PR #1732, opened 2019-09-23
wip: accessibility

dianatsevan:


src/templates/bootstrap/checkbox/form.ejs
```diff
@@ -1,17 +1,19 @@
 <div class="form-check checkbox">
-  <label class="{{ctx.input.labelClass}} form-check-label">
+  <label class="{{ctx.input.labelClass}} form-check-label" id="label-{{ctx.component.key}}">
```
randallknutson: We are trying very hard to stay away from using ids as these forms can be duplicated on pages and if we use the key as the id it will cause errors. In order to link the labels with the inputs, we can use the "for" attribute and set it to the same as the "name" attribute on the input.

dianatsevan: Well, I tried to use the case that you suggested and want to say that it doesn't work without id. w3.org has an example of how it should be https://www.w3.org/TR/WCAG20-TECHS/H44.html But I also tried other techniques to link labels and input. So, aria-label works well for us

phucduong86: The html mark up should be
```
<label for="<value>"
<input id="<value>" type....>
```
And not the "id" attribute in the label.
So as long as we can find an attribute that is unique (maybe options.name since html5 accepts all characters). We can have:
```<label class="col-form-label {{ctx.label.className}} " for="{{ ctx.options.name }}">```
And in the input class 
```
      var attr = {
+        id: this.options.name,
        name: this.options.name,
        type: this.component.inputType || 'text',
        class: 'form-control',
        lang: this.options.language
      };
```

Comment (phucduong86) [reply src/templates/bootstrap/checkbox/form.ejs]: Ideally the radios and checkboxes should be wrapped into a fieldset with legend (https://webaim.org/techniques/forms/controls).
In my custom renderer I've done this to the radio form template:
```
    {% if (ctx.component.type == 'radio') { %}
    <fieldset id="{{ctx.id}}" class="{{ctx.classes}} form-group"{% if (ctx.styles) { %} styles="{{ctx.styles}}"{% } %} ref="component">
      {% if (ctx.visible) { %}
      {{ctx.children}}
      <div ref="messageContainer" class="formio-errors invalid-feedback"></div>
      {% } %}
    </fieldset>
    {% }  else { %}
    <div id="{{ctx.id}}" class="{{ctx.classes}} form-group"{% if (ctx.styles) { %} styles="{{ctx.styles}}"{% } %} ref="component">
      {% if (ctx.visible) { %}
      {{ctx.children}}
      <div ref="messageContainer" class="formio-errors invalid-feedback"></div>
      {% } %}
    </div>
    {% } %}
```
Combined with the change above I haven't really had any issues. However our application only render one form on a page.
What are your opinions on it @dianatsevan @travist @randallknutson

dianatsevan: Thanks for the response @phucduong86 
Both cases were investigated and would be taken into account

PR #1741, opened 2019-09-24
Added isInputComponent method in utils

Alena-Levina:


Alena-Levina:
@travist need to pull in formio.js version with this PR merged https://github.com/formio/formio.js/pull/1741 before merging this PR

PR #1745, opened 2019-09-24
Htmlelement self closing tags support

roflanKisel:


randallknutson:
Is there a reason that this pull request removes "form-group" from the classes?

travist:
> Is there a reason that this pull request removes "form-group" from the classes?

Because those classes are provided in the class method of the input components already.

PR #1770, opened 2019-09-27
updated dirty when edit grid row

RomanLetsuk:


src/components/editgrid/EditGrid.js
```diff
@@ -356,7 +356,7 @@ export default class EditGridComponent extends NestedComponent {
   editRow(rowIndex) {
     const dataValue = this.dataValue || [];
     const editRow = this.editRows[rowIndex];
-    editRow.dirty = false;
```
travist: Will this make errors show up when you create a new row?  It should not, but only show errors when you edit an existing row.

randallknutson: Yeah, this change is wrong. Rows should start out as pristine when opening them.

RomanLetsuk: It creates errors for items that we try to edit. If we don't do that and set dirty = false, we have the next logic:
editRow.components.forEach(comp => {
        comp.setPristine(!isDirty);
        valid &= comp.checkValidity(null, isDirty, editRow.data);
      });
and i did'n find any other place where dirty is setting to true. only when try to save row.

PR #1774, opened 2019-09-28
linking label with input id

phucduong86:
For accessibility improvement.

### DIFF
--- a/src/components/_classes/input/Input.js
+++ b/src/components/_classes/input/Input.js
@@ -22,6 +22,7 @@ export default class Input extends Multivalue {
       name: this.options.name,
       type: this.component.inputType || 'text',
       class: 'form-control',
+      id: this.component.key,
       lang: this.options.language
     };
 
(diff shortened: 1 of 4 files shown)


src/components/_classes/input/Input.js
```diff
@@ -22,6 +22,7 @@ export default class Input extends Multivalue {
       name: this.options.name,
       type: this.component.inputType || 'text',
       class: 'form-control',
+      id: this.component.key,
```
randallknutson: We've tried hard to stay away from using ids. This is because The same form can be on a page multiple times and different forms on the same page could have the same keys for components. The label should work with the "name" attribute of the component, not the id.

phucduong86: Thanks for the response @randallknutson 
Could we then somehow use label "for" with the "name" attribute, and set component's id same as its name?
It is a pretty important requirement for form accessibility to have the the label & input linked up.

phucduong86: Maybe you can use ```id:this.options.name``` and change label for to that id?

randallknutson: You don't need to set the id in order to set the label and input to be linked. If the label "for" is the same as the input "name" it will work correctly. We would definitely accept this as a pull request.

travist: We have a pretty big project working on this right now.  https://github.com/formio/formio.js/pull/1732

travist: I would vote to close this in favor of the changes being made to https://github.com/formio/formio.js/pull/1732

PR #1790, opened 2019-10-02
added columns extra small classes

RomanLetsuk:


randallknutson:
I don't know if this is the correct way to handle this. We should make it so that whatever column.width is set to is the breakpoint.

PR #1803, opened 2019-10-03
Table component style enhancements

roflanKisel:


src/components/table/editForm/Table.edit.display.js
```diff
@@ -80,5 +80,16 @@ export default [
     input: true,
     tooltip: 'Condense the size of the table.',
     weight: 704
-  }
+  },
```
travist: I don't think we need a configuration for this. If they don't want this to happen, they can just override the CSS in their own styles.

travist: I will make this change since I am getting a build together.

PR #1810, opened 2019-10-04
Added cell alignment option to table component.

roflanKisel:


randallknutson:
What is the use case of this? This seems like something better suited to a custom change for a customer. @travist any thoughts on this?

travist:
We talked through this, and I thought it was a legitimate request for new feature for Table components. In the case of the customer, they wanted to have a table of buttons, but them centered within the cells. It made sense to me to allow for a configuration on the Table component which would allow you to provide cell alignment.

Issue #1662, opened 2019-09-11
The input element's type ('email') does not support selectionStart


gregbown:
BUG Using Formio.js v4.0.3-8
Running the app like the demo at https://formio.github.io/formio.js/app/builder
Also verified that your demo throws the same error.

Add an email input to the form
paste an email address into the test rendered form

------------------------------------------------

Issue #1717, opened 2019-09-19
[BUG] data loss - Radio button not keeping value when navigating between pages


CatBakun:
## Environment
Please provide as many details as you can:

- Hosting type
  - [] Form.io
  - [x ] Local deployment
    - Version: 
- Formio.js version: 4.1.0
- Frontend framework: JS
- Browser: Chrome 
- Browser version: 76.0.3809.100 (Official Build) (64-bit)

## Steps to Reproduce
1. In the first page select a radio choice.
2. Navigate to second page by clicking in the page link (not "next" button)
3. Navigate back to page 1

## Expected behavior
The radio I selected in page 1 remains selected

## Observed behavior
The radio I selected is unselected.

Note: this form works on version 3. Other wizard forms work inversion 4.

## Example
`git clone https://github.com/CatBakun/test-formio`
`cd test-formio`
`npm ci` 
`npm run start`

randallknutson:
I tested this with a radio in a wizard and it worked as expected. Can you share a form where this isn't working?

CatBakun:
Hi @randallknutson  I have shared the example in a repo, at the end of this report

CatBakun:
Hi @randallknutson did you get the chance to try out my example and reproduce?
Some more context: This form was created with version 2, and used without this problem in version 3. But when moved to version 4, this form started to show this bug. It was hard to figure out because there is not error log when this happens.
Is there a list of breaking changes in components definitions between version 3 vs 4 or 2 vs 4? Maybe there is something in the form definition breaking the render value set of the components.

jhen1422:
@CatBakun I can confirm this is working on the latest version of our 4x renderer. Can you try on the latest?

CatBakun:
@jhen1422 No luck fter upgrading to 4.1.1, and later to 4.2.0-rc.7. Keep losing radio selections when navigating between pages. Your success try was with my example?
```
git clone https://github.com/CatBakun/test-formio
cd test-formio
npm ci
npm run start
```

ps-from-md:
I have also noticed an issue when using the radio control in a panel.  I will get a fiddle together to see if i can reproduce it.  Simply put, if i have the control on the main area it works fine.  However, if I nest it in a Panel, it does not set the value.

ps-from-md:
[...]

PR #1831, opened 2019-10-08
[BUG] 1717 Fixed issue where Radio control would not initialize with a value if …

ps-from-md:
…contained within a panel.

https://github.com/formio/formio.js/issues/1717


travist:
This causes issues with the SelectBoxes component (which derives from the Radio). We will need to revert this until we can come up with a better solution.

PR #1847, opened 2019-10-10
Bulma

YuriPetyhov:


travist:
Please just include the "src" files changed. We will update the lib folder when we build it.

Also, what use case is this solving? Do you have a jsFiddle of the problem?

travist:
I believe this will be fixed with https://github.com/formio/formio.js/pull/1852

------------------------------------------------

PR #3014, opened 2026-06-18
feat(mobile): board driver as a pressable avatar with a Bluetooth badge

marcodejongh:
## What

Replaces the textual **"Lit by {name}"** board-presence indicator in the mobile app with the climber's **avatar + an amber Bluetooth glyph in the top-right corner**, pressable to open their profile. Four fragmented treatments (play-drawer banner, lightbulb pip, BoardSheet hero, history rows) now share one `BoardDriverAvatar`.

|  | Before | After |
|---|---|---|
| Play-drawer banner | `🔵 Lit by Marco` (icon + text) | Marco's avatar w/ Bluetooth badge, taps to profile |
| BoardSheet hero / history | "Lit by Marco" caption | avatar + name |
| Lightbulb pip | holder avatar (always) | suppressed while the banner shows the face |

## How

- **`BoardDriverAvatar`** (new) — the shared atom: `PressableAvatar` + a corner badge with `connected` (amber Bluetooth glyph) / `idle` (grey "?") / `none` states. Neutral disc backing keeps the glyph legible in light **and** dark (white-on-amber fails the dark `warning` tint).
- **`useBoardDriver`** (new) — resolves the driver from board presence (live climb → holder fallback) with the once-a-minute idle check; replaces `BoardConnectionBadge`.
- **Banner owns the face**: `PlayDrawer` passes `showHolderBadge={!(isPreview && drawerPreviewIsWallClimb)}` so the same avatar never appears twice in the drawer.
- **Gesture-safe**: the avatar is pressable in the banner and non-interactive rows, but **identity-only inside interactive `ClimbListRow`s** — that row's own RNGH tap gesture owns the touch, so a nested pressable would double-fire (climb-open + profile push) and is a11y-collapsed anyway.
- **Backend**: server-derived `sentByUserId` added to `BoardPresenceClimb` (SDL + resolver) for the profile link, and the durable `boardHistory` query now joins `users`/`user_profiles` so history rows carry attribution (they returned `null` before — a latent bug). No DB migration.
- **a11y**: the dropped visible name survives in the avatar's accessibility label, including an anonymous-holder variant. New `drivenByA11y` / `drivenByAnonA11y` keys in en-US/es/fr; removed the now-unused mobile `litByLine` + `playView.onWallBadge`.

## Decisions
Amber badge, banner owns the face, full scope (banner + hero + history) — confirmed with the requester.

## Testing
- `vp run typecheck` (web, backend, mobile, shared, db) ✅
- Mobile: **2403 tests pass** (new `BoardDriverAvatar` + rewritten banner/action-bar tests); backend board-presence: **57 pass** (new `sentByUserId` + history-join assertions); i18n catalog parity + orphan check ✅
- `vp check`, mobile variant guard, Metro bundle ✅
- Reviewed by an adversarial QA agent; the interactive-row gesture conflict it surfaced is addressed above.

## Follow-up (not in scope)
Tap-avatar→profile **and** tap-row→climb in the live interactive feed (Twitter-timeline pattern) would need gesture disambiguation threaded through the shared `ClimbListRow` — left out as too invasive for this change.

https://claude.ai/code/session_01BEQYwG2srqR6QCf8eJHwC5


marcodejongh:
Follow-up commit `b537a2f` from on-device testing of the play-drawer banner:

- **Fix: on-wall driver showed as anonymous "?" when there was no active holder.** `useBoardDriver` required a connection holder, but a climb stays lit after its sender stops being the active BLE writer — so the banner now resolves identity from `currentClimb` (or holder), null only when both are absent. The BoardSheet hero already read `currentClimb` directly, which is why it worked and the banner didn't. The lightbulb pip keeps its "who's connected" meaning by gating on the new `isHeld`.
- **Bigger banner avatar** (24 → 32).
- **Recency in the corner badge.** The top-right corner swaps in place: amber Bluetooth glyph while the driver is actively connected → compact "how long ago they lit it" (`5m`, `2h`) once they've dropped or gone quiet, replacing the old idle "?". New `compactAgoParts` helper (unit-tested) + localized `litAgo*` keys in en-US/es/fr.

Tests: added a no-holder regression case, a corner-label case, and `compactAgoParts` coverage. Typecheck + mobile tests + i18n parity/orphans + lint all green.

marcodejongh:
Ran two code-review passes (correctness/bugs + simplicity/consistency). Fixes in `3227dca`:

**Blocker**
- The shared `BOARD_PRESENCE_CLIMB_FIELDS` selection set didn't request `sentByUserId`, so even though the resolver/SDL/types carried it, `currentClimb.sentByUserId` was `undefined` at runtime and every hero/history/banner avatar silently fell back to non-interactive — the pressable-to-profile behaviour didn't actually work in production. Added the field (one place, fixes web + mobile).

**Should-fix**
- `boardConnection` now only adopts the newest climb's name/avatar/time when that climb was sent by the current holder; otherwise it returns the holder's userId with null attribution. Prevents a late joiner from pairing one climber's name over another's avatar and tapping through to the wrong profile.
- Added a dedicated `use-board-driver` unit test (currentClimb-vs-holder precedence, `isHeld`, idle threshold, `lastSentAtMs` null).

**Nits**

------------------------------------------------

The range runs from the line with "Also verified that" up to and including the line with "paste an email" in the listing above; please write out exactly those lines and nothing more.

● Answer to this exercise:
Also verified that your demo throws the same error.

Add an email input to the form
paste an email address into the test rendered form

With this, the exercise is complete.